▸ **TASK REQUIREMENTS**:
Extract from the listing each line in which the word "guess" appears.

##### DATA FOR ANALYSIS #####

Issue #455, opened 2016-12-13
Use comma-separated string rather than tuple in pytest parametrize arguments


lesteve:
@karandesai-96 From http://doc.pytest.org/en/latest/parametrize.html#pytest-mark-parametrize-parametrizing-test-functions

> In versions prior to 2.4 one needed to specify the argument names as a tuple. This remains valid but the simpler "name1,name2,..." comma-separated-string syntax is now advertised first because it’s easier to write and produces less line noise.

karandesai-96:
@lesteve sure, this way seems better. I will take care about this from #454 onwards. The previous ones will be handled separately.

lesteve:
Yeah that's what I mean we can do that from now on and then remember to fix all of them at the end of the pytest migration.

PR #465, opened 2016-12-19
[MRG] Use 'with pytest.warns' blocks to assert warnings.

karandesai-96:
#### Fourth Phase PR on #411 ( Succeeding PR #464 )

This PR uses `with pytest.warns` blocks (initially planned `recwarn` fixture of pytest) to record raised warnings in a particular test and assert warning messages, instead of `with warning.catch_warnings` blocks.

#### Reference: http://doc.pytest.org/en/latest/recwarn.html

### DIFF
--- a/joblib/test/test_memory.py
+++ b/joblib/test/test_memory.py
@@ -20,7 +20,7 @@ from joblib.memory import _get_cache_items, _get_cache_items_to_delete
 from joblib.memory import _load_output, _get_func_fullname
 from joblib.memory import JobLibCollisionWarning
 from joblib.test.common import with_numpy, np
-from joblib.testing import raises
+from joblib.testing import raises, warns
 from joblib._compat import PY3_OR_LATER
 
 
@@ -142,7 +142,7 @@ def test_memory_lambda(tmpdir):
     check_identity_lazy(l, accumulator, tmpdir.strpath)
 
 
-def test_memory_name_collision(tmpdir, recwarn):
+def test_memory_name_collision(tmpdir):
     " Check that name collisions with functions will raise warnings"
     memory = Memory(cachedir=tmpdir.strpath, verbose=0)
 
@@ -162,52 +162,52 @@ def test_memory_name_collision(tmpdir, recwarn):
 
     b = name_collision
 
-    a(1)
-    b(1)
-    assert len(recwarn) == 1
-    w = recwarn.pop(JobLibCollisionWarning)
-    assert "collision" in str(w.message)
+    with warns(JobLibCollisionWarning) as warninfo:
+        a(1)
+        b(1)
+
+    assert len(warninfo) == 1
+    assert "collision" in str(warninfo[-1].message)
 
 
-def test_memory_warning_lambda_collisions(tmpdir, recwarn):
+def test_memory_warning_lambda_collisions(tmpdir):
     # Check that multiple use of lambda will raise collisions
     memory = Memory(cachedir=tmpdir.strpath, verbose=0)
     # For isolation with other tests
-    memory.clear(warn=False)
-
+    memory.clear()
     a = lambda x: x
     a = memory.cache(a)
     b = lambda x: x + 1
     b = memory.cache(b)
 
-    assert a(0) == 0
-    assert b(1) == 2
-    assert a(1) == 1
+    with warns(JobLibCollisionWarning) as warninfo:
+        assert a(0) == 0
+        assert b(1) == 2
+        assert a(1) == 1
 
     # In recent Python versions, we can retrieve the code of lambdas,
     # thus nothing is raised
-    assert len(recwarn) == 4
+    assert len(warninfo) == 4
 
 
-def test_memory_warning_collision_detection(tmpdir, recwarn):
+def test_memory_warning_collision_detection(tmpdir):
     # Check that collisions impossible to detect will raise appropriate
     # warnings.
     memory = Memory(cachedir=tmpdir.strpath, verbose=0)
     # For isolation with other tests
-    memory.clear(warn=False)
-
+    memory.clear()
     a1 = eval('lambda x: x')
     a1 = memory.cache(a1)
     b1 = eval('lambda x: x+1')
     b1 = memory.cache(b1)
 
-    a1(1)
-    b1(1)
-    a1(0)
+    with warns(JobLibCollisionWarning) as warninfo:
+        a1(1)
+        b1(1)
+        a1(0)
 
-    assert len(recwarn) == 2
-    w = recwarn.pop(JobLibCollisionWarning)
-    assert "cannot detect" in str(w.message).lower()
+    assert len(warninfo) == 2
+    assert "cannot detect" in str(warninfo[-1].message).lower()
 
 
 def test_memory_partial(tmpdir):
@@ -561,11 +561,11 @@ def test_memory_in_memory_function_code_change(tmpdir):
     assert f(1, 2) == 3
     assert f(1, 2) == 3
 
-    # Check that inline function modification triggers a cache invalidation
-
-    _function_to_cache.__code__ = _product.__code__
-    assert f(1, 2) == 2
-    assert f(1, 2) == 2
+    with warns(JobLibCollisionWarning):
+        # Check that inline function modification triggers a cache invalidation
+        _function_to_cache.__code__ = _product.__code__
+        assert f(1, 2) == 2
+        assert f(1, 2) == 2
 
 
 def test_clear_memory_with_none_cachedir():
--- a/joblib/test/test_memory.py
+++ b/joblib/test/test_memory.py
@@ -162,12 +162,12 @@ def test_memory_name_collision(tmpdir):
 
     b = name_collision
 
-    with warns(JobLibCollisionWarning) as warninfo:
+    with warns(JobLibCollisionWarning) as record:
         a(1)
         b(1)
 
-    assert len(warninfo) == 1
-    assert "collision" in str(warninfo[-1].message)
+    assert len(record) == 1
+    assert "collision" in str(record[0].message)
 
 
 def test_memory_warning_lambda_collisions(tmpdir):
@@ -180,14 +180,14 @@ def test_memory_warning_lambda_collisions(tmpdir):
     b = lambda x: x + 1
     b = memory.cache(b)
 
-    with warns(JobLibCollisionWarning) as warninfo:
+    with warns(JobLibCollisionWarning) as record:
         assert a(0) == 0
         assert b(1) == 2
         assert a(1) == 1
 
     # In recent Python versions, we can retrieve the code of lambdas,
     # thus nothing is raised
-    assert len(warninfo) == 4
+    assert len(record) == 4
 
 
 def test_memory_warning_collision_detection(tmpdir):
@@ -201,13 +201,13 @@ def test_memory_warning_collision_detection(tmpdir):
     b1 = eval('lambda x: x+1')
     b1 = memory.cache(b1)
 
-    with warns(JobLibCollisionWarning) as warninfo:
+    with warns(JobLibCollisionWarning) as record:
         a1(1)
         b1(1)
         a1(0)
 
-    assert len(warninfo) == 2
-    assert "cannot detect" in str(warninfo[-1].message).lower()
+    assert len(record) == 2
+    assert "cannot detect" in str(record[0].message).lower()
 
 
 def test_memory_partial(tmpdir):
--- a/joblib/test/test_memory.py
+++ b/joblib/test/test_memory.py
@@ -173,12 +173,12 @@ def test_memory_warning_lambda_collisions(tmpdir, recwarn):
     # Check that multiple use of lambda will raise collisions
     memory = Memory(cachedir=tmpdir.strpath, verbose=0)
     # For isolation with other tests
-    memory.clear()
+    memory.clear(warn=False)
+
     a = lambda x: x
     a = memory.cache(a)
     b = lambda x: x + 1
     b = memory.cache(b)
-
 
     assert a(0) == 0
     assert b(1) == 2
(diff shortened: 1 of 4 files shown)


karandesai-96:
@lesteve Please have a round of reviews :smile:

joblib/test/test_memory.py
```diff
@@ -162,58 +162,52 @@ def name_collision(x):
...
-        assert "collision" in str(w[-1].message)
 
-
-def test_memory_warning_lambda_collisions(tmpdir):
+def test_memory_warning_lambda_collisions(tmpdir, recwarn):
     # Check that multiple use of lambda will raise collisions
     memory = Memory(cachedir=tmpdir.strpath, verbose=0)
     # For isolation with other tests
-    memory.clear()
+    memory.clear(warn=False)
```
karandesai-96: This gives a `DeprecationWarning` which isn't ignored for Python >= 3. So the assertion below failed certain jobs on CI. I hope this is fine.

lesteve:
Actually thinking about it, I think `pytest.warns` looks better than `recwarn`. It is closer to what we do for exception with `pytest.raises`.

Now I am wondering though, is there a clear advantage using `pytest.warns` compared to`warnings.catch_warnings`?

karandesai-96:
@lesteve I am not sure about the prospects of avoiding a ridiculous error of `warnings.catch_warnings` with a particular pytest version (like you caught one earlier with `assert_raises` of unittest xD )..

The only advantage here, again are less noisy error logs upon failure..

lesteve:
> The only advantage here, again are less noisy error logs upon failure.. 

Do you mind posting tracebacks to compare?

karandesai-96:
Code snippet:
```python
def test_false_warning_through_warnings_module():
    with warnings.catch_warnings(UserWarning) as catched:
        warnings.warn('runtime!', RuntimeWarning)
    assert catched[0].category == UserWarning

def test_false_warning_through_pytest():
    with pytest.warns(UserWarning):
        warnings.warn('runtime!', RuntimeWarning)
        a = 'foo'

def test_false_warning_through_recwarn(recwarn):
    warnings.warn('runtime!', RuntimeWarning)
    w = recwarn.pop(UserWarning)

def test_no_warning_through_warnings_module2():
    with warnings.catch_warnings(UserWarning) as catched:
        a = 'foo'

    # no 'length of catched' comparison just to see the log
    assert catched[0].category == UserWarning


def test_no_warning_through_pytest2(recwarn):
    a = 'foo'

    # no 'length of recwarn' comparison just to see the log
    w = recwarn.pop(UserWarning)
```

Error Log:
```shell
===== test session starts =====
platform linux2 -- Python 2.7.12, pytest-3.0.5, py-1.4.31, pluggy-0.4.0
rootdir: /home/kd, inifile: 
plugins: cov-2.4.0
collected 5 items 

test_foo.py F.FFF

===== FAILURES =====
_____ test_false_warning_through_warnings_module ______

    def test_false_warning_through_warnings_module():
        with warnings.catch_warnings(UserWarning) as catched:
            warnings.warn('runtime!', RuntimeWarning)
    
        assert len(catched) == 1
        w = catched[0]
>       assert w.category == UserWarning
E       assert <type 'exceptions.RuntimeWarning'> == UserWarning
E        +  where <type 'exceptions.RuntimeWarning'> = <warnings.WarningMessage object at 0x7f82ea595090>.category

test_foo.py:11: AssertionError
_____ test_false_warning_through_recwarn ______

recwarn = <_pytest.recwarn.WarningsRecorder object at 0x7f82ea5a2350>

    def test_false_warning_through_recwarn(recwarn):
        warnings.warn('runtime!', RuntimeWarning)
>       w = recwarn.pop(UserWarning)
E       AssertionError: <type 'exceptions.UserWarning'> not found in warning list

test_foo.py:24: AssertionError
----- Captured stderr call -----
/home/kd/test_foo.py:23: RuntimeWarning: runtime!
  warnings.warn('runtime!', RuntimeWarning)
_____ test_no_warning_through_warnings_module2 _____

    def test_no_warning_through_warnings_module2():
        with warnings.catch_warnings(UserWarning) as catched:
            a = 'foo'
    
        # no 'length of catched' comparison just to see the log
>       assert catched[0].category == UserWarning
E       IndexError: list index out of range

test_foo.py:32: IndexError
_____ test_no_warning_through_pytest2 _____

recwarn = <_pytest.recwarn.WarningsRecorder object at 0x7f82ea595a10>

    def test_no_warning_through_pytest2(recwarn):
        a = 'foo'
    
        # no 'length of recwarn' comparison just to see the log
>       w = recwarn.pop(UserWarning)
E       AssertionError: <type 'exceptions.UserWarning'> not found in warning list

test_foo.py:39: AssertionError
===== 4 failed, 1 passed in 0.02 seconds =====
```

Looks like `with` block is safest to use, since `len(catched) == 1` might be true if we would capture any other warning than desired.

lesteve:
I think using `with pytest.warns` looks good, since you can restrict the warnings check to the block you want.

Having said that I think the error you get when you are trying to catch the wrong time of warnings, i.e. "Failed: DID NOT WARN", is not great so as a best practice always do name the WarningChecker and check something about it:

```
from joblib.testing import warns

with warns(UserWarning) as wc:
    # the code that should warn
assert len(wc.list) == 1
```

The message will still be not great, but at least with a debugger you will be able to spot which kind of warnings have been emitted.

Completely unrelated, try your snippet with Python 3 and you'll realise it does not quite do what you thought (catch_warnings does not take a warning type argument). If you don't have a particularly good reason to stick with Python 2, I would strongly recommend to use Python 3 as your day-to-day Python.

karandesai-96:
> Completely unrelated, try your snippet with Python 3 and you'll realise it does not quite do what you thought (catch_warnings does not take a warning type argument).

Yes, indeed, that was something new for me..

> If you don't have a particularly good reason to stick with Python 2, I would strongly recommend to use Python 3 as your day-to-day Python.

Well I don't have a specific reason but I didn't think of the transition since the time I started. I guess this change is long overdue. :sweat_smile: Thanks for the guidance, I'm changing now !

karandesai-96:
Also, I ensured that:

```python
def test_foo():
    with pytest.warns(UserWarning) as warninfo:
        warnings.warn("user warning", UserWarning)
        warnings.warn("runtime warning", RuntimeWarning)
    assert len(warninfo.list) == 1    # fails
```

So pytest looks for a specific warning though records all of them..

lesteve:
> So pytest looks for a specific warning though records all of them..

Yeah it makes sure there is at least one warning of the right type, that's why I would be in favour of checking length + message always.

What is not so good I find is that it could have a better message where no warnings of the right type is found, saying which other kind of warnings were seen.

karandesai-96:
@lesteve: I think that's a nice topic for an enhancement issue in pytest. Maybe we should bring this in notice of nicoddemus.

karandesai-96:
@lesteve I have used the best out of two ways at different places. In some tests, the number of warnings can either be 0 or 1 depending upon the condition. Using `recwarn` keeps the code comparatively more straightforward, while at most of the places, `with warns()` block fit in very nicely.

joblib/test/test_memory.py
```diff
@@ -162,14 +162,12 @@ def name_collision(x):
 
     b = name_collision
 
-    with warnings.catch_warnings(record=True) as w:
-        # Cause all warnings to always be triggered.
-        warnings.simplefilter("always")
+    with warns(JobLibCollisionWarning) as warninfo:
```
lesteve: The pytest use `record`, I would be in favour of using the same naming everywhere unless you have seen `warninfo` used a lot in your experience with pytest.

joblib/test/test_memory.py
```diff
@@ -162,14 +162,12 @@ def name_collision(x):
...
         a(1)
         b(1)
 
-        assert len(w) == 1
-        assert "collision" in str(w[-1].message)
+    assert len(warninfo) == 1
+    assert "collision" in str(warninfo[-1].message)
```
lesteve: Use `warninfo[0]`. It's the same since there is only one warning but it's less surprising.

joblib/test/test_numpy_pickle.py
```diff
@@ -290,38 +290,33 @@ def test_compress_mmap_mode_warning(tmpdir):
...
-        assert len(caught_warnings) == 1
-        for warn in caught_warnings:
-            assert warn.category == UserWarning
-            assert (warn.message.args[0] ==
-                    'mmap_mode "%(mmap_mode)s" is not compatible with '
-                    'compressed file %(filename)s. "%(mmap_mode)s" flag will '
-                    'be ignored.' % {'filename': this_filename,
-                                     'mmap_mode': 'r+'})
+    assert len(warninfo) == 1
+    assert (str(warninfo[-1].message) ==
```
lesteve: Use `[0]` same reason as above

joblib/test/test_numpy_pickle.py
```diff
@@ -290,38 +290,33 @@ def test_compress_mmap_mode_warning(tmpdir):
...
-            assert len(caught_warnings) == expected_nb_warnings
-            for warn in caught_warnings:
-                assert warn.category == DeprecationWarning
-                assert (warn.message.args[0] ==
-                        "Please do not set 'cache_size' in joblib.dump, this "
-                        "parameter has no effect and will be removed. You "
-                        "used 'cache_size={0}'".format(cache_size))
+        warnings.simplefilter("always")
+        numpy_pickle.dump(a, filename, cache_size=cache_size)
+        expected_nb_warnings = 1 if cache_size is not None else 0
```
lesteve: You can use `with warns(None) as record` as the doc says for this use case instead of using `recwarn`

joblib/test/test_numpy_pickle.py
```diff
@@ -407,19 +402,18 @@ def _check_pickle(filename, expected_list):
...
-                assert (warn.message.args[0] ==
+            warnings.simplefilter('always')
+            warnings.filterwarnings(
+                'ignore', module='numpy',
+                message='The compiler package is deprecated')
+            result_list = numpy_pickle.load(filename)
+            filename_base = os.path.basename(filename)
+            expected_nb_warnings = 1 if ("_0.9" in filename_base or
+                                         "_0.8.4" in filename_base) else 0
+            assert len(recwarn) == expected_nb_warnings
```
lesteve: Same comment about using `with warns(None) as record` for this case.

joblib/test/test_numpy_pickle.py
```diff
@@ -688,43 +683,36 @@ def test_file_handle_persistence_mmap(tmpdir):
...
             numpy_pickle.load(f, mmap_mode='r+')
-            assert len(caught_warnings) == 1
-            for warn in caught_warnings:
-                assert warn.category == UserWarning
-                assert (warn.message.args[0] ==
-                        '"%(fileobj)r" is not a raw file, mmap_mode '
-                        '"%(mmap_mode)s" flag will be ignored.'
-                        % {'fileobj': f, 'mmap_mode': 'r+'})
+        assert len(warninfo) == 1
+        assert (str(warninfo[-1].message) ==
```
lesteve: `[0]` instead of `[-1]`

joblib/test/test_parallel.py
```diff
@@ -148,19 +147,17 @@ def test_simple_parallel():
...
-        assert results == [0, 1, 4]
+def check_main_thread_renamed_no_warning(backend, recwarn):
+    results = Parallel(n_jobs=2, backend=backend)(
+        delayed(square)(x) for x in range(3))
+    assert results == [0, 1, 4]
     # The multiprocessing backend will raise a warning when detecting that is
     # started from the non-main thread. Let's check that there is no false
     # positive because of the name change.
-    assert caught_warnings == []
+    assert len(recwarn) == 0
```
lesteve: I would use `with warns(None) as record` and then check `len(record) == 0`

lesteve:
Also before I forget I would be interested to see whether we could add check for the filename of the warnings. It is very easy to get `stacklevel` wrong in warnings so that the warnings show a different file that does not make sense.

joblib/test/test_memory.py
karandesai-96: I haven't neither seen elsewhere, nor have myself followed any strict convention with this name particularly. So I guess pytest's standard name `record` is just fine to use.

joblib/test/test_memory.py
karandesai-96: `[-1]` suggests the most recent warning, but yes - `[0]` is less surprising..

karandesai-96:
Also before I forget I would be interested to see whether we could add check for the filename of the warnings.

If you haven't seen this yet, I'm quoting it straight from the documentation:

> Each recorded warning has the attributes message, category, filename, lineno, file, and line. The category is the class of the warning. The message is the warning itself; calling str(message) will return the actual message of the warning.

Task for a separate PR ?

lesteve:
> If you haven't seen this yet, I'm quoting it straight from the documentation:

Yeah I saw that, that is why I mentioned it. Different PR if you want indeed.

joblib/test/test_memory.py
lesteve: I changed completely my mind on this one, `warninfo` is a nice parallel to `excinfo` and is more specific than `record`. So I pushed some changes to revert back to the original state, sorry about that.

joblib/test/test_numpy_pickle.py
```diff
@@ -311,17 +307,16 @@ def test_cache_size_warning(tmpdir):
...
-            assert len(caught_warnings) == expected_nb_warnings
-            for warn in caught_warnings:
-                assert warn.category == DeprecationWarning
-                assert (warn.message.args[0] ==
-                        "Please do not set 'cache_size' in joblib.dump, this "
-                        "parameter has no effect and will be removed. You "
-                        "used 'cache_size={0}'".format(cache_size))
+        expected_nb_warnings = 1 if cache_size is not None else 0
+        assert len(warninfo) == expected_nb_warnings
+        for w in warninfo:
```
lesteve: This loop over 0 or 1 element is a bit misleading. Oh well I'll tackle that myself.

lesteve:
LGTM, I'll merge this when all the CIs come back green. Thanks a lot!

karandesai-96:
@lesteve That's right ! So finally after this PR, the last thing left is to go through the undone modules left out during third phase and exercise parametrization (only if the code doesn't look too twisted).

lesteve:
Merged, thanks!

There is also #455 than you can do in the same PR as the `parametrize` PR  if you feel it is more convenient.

#####

▸ **ANSWER FOR THIS EXERCISE**:
Well I don't have a specific reason but I didn't think of the transition since the time I started. I guess this change is long overdue. :sweat_smile: Thanks for the guidance, I'm changing now !
karandesai-96: I haven't neither seen elsewhere, nor have myself followed any strict convention with this name particularly. So I guess pytest's standard name `record` is just fine to use.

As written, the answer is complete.